Always verify the active Project before deploying.


Best Practices

  • One application per Project whenever possible.
  • Separate environments.
  • Use meaningful names.
  • Apply Resource Quotas.
  • Configure RBAC.
  • Store Secrets inside the Project.
  • Use Network Policies.
  • Avoid deploying unrelated applications together.

Common Mistakes

❌ Using the default Project for all applications.

❌ Sharing Secrets across unrelated applications.

❌ Deploying Development and Production in the same Project.

❌ Giving all developers cluster-admin access.

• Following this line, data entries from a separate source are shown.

PR #5052, opened 2026-05-29
#4632: Check for hosts before putting expired domains in `deleted` - [aa]

### LINKED ISSUE #4632: Check for hosts before putting expired domains in `deleted`
### Current Behavior

We recently ran into an issue with a domain that was deleted after expiration, but shouldn't have been because it had NS records (ie, was set up)

[Slack thread](https://cisa-corp.slack.com/archives/C06VDEWTGSH/p1769637691840009)

There are a few interrelated things that seem to have happened:
1. This domain (and 4 others) were marked as needing DNS, even though they had NS records and were actively being used (they should have been marked as Ready)
2. We only checked for the domain status in the action to delete the domain after expiration.

### Expected Behavior

1. If a domain has NS records that are active, it should be marked as Ready. 
2. A domain shouldn't be able to be moved to "Unknown" or "DNS Ready" with active NS records. 
3. We have some code that checks for this, but it's currently commented out. We need to figure out why and if this would have prevented the actions that moved these domains from Ready --> DNS Needed

4. As an additional protection, we should check for host records if a domain is in "DNS needed" before deleting that domain. We deleted these records, but their existence alongside the "DNS needed" status should cause an error or flag the domain rather than going forward with the destructive action of deleting the domain. We could trigger an email to the helpdesk when this happens, or to a Slack channel.

### Steps to Reproduce

Not sure if this can be replicated precisely because these domains were in a state that generally shouldn't be possible. Reproduction will require editing db records to get a domain in the correct state:

1. Add NS records for a domain
2. Domain should be marked as Ready
3. Edit the domain state in the DB to be "DNS Needed" instead of Ready, but leave the NS/host records in place

If the domain is expired, it can now be deleted via the [deletion script](https://github.com/cisagov/manage.get.gov/blob/main/src/registrar/management/commands/delete_expired_domains_not_setup.py).

### Environment

_No response_

### Additional Context

_No response_

### Issue Links

_No response_

abe-alam-ecs:
## Ticket

Resolves #4632

## Changes

- Added Github secrets to send new emails to our Slack channels
- Updated domain model (uncommented some code, added a guard)
- Updated deletion script and added test

## Context for reviewers

You will need a domain with nameservers that is expiring today. The state of the domain would normally be ready. 

Since we're testing a bug, we'll need to change the state to either DNS NEEDED or UNKNOWN for this PR's testing. Since this is not a natural transition, I will modify some in aa but if you are a developer, it may be best to test this in local, where you can easily play with your db data. The directions below are for my sandbox. Modify as needed for local testing. 

If you are testing locally, remember to add the email for [this channel](https://dhscisa.enterprise.slack.com/archives/C0B6FKUN4DA) into `Allowed Emails` in `/admin`.

## Setup

Designers/Product, please reach out to me for setup/testing. The changes will appear in the sandbox slack channel for notifications.  

Developers: I have already setup the domains `gogebiccountymi.gov`, `22007apply.gov`, and `fatherhood.gov` for testing on 6-8-2026. You can modify their states to unknown instead of dns_needed as double validation. 

1. Find a Ready domain that is expiring today using the OT&E registry. Ask me for the link if you need it. 
2. Change the state of this domain to DNS Needed / Unknown (I used the shell, but you can use Beekeeper with creds if you would prefer). The code in the shell looks something like this: 

```
from registrar.models import Domain

domain = Domain.objects.get(name="[domain.gov]")
print(domain.state)    # should be ready
Domain.objects.filter(id=domain.id).update(state=Domain.State.UNKNOWN)
Domain.objects.get(id=domain.id).state   # should be dns_needed  
``` 

Note: You may also need to validate the expiration_dates with `print(domain.expiration_date)`. I have noticed some of the sandboxes do not match OT&E. To update the expiration date, you can use...

```
from django.utils import timezone
Domain.objects.filter(id=domain.id).update(expiration_date=timezone.now().date())
```

3. Run the deletion script (`delete_expired_domains_not_setup`) with: `python manage.py delete_expired_domains_not_setup --alert-email [slack-email-from-context-above]` 

- [x] If any updated dependencies on Pipfile, also update dependencies in requirements.txt. - N/A

  - [ ] Page header structure
  - [ ] Landmarks
  - [ ] Links and buttons

  - [ ] Page header structure
  - [ ] Landmarks
  - [ ] Links and buttons

  - [ ] Page header structure
  - [ ] Landmarks
  - [ ] Links and buttons
  - [ ] Chrome
  - [ ] Microsoft Edge
  - [ ] FireFox
  - [ ] Safari

### References


src/registrar/models/domain.py
```diff
@@ -2672,6 +2665,14 @@ def _get_property(self, property):
             raise KeyError("Requested key %s was not found in registry cache." % str(property))
 
     def delete_with_no_dns(self, *args, **kwargs):
+        # Guard: stop deletion if domain has active nameservers
```
therealslimhsiehdy, line 2668: **Suggestion (nonblocking):**  Thoughts on maybe leaving another comment mentioning that nameservers is checking the registry and hosts are checking the DB for discrepancies? Not hard pressed either way!

src/registrar/models/domain.py
```diff
@@ -1937,13 +1930,13 @@ def ready(self):
         # domain was READY, then not READY, then is READY again.
         # We do not want to overwrite first_ready.
         if self.first_ready is None:
-            self.first_ready = timezone.now()
+            self.first_ready = date.today()
```
therealslimhsiehdy, line 1933: **Question:** Could you clarify on why this was changed from `timezone.now()` to `date.today()`?

src/registrar/models/domain.py
```diff
@@ -2655,8 +2648,8 @@ def _invalidate_cache(self):
         NOTE: The "on hold date" property is a one off addition - we want to
         make sure that when there is state change we delete the on hold date as well."""
         self._cache = {}
-        logging.info(f"Delete hold date on {self.name}")
-        delattr(self, "on_hold_date") if hasattr(self, "on_hold_date") else None
+        logging.info(f"Cache is empty for domain: {self.name}")
+        # delattr(self, "on_hold_date") if hasattr(self, "on_hold_date") else None
```
therealslimhsiehdy: **Suggestion (nonblocking):** I would add a comment mentioning why this was commented out

src/registrar/management/commands/delete_expired_domains_not_setup.py
```diff
@@ -79,15 +86,26 @@ def get_domains(self):
...
+                logger.error(f"Failed to delete {domain.name}: {action_not_allowed_msg}")
+                if alert_email:
+                    try:
+                        send_templated_email(
+                            template_name="emails/domain_deletion_failed_body.txt",
+                            subject_template_name="emails/domain_deletion_failed_subject.txt",
+                            to_addresses=[alert_email],
+                            context={"domain": domain.name},
+                        )
+                    except Exception as email_err:
```
therealslimhsiehdy: **Suggestion:** `except Exception as email_err:` -> `except EmailSendingError as email_err:`

src/registrar/management/commands/delete_expired_domains_not_setup.py
```diff
@@ -79,15 +86,26 @@ def get_domains(self):
...
             try:
-                domain.deleteInEpp()
-                domain.save()
+                domain.delete_with_no_dns()
                 deleted_domains.append(domain)
-            except Exception:
-                logger.error(f"Failed to delete {domain.name}")
+            except ActionNotAllowed as action_not_allowed_msg:
+                logger.error(f"Failed to delete {domain.name}: {action_not_allowed_msg}")
+                if alert_email:
```
therealslimhsiehdy, line 97: **Question:** Would we want another check for `alert_email` isn't set? IE
```
else:
logger.warning("alert_email not configured, no Slack notification for failed deletion of {domain.name}")
```

or would we never run into this situation?

src/registrar/templates/emails/domain_deletion_failed_body.txt
```diff
@@ -0,0 +1,5 @@
+{% autoescape off %}{# In a text file, we don't want to have HTML entities escaped #}
+
+Attempted to delete domain {{ domain }} and there were already hosts… did not delete.
```
therealslimhsiehdy, line 3: **Question:** Do we have a Google doc for the specific wording of this email that's requested? Or not sure if design/product have anything specific in mind

src/registrar/tests/common.py
```diff
@@ -1976,7 +1978,10 @@ def mockInfoDomainCommands(self, _request, cleaned):
             "nameserverwithip.gov": (self.infoDomainHasIP, None),
             "namerserversubdomain.gov": (self.infoDomainCheckHostIPCombo, None),
             "freeman.gov": (self.InfoDomainWithContacts, None),
-            "threenameserversdomain.gov": (self.infoDomainThreeHosts, None),
+            "threenameserversdomain.gov": (
+                self.infoDomainNoHost if self.mockedSendFunction.call_count >= 8 else self.infoDomainThreeHosts,
```
therealslimhsiehdy, line 1984: **Question:** Why is the magic number 8? Or if there's a reason it's 8, I'd suggest adding a comment on why so in case

src/registrar/tests/test_models_domain.py
```diff
@@ -2051,7 +2083,10 @@ def test_nameservers_are_idempotent(self):
                 call(commands.InfoHost(name="ns1.cats-are-superior3.com"), cleaned=True),
             ]
             self.mockedSendFunction.assert_has_calls(expectedCalls, any_order=True)
-            self.assertEqual(self.mockedSendFunction.call_count, 4)
+
+            # Four additional EPP calls (InfoDomain and InfoHost x3) due to
```
therealslimhsiehdy: **Question:** Sorry me again asking why the magic number is 8 / I don't get the comment bc I thought it added up to 7 :lolsob:

therealslimhsiehdy (commented):
Just some general comments/questions!

src/registrar/models/domain.py
abe-alam-ecs: Yes -- `first_ready` is a DateField (2026-06-09), and `timezone.now()` includes time information (the format is 2026-06-09 13:03:00). This was something Alysia and I caught; we wanted it to match the appropriate format. Probably worth auditing in the db as well just to make sure there isn't any bad data

src/registrar/templates/emails/domain_deletion_failed_body.txt
abe-alam-ecs: I had a meeting with Kaitlin and she verbally gave me these lines! No formal documentation

src/registrar/management/commands/delete_expired_domains_not_setup.py
abe-alam-ecs: Confused on this. Is this best practice?

I intentionally used Exception here because I didn't want some unknown Exception to be skipped and not logged at all.

therealslimhsiehdy: `send_templated_email` already raises `EmailSendingError` on failure, so catching that specifically means unexpected errors still bubble up and fail "loudly" rather than getting quietly logged as an email failure

The pattern is also used quite a bit in the codebase, ie `send_domain_notifications_emails`, `email_current_metadata_report`, etc

Just flagging the tradeoff!

src/registrar/models/domain.py
therealslimhsiehdy: So thoughts on this...

I think this line was there bc `self._cache = {}` doesn't fully invalidate the cache specifically the field of `on_hold_date` (which is on the instance itself?) so we might be getting a stale value so that's why this is fully clearing it out?

therealslimhsiehdy: I think that's why there's the note of 
```
 NOTE: The "on hold date" property is a one off addition - we want to
        make sure that when there is state change we delete the on hold date as well
```
above

src/registrar/tests/common.py
abe-alam-ecs: There's not a great reason for this; it's to pass a test, `test_user_removes_too_many_nameservers`. 

I basically forced the mock to read as 0 hosts in the course of that test by setting this conditional. Here's the call sequence:
1) InfoDomain
2) InfoHost (ns1)
3) InfoHost (ns2)
4) InfoHost (ns3)
5) DeleteHost (ns2)
6) UpdateDomain (Delete other hosts ns1, ns3)
7) DeleteHost (ns3)
8) InfoDomain, is_dns_needed() now evaluates and the mock returns infoDomainNoHost. is_dns_needed --> true, dns_needed() transition fires. domain.is_active() returns False. 

I'll see if I can just make this test better to avoid this hacky solution

therealslimhsiehdy: OMG thank you for listing this out, sorry about that -- feel free to leave as is (maybe add a comment with your best judgement?), I don't want it to balloon the ticket for you 😭

abe-alam-ecs: Yeah it looks like there isn't a clean fix unless I do something like a side_effect that introduces even uglier code. I'm writing up the ticket to clean up the MockEppLib and I'll include cleaning up these conditionals as a part of that work.

src/registrar/tests/test_models_domain.py
abe-alam-ecs: Forgot to hit submit on this one yesterday!

`_invalidate_cache()` clears `self._cache` in the nameserver setter before evaluating transition conditions. When `is_dns_needed` reads `self.nameservers`, the `_get_property` finds the cache empty and calls `_fetch_cache(fetch_hosts=True)`. That triggers `_get_or_create_domain_in_registry` (1 InfoDomain call) and `_fetch_hosts` (1 InfoHost call per nameserver, 3 total.) -- 4 extra calls beyond what is in `expected_calls` above. 

Let me know if this is still unclear...

src/registrar/models/domain.py
abe-alam-ecs: Corrected -- added this line back!

src/registrar/management/commands/delete_expired_domains_not_setup.py
abe-alam-ecs: Added below!

therealslimhsiehdy (approved):
LGTM! Thank you for your patience on all my questions and feedback! 🙏🏼 

Image

src/registrar/models/domain.py
```diff
@@ -2672,6 +2665,15 @@ def _get_property(self, property):
             raise KeyError("Requested key %s was not found in registry cache." % str(property))
 
     def delete_with_no_dns(self, *args, **kwargs):
+        # Guard: stop deletion if domain has active nameservers
+        # self.nameservers checks the registry, self.host.all() checks our db
+        if len(self.nameservers) >= 2 or self.host.all().count() >= 2:
+            logger.error(
+                f"Domain {self.name} has {len(self.nameservers)} nameservers "
```
allly-b, line 2672: *Suggestion:* Since this is an error that could trigger if there are 0 nameservers and 2+ hosts, can you add the host count to this print out too?

src/registrar/management/commands/delete_expired_domains_not_setup.py
```diff
@@ -79,15 +86,30 @@ def get_domains(self):
...
+                            context={"domain": domain.name},
+                        )
+                    except EmailSendingError as email_err:
+                        logger.error(f"Failed to send deletion alert email for {domain.name}: {email_err}")
+                else:
+                    logger.warning(
+                        f"alert_email not configured, no Slack notification for failed deletion of {domain.name}"
+                    )
+            except Exception as e:
+                logger.error(f"Failed to delete {domain.name}: {e}")
```
allly-b:
```suggestion
                logger.error(f"Failed to delete {domain.name}: {e}", exc_info=True)
```
*Strong suggestion/Change before merging:* we really want to make sure we log the traceback in this scenario

src/registrar/management/commands/delete_expired_domains_not_setup.py
```diff
@@ -79,15 +86,30 @@ def get_domains(self):
...
+                if alert_email:
+                    try:
+                        send_templated_email(
+                            template_name="emails/domain_deletion_failed_body.txt",
+                            subject_template_name="emails/domain_deletion_failed_subject.txt",
+                            to_addresses=[alert_email],
+                            context={"domain": domain.name},
+                        )
+                    except EmailSendingError as email_err:
+                        logger.error(f"Failed to send deletion alert email for {domain.name}: {email_err}")
```
allly-b:
```suggestion
                        logger.error(f"Failed to send deletion alert email for {domain.name}: {email_err}", exc_info=True)
```
*suggestion*: same as below we want to make sure we don't lose the traceback if it's failing.

src/registrar/models/domain.py
```diff
@@ -2655,7 +2648,7 @@ def _invalidate_cache(self):
         NOTE: The "on hold date" property is a one off addition - we want to
         make sure that when there is state change we delete the on hold date as well."""
         self._cache = {}
```
allly-b, line 2650: **Question/non blocking** why does the cache reset here?

src/registrar/models/domain.py
```diff
@@ -2655,7 +2648,7 @@ def _invalidate_cache(self):
...
-        logging.info(f"Delete hold date on {self.name}")
+        logging.info(f"Cache is empty for domain: {self.name}")
         delattr(self, "on_hold_date") if hasattr(self, "on_hold_date") else None
```
allly-b, line 2652: **Question/non-blocking:** did you ever figure out why we are deleting this attribute?

src/registrar/tests/test_models_domain.py
```diff
@@ -2051,7 +2084,10 @@ def test_nameservers_are_idempotent(self):
                 call(commands.InfoHost(name="ns1.cats-are-superior3.com"), cleaned=True),
             ]
             self.mockedSendFunction.assert_has_calls(expectedCalls, any_order=True)
-            self.assertEqual(self.mockedSendFunction.call_count, 4)
+
+            # Four extra EPP calls from _invalidate_cache() in the nameserver setter.
```
allly-b, line 2088: *Kudos:* Thanks so much for this comment! Love a clear comment.

allly-b (approved):
See some minor suggestions. Overall, all of this looks great!

src/registrar/templates/emails/domain_deletion_failed_body.txt
katypies: @therealslimhsiehdy / @abe-alam-ecs  - this email is internal-only at this point, so we didn't have a Google doc for the content. We can make one, though, if that would be helpful for any future updates!

src/registrar/models/domain.py
abe-alam-ecs: My understanding is that _cache is cleared here to fetch fresh data from the registry via `_get_property` --> `_fetch_cache`. The nameserver setter just made changes to the registry, so the cached data is stale. The call is made around line 855 in domain.py.

TL;DR: It's so that the next read gets current data

src/registrar/management/commands/delete_expired_domains_not_setup.py
abe-alam-ecs: Done!

src/registrar/management/commands/delete_expired_domains_not_setup.py
abe-alam-ecs: Done!

src/registrar/models/domain.py
abe-alam-ecs: Yes! Rebecca pointed it out above, earlier in this PR... I'll copy from there. 

Screenshot 2026-06-12 at 3 22 47 PM

src/registrar/models/domain.py
abe-alam-ecs: Great idea, I've changed this.

src/registrar/models/domain.py
abe-alam-ecs: done!

src/registrar/models/domain.py
allly-b: Thanks!!

src/registrar/models/domain.py
allly-b: Ahh makes sense

abe-alam-ecs:
There is a follow-on ticket surrounding this work [linked here](https://github.com/cisagov/manage.get.gov/issues/5100).

Additionally, see [this slack thread](https://cisa-corp.slack.com/archives/C06K96473FA/p1781278789592649?thread_ts=1780936908.343819&cid=C06K96473FA) for Kaitlin's approval. 

Merging now.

❌ Ignoring Resource Quotas.


Kubernetes Namespace vs OpenShift Project

Kubernetes Namespace OpenShift Project
Logical grouping Logical grouping
Resource isolation Resource isolation
Basic RBAC Enhanced RBAC
Manual setup Simplified management
Community platform Enterprise platform

A Project is essentially an enhanced Namespace with enterprise capabilities.


Advantages

  • Better organization
  • Environment isolation
  • Team isolation
  • Improved security
  • Easier deployments
  • Simplified administration
  • Better resource management

Real-Time Enterprise Scenario

A financial company has:

  • 25 development teams
  • 300 microservices
  • 4 environments

Instead of running everything together, they organize workloads like this:

payments-dev
payments-qa
payments-prod

accounts-dev
accounts-qa
accounts-prod

cards-dev
cards-qa
cards-prod

This allows independent deployments while maintaining security and operational boundaries.


Summary

Projects and Namespaces are fundamental building blocks of OpenShift.

Key takeaways:

  • A Namespace is a logical partition within a Kubernetes cluster.
  • An OpenShift Project is a Namespace enhanced with enterprise features.
  • Projects isolate applications, teams, environments, and resources.
  • They improve security, simplify deployments, and enable multi-team collaboration.
  • Every enterprise OpenShift deployment relies heavily on well-designed Project structures.

Interview Questions

  1. What is a Kubernetes Namespace?
  2. What is an OpenShift Project?
  3. What is the difference between a Project and a Namespace?
  4. Why do enterprises use Projects?
  5. Can multiple applications share the same Project?
  6. What resources belong to a Project?
  7. How does RBAC work with Projects?
  8. Why separate Dev and Production Projects?
  9. What is the command to create a Project?
  10. What are the best practices for naming Projects?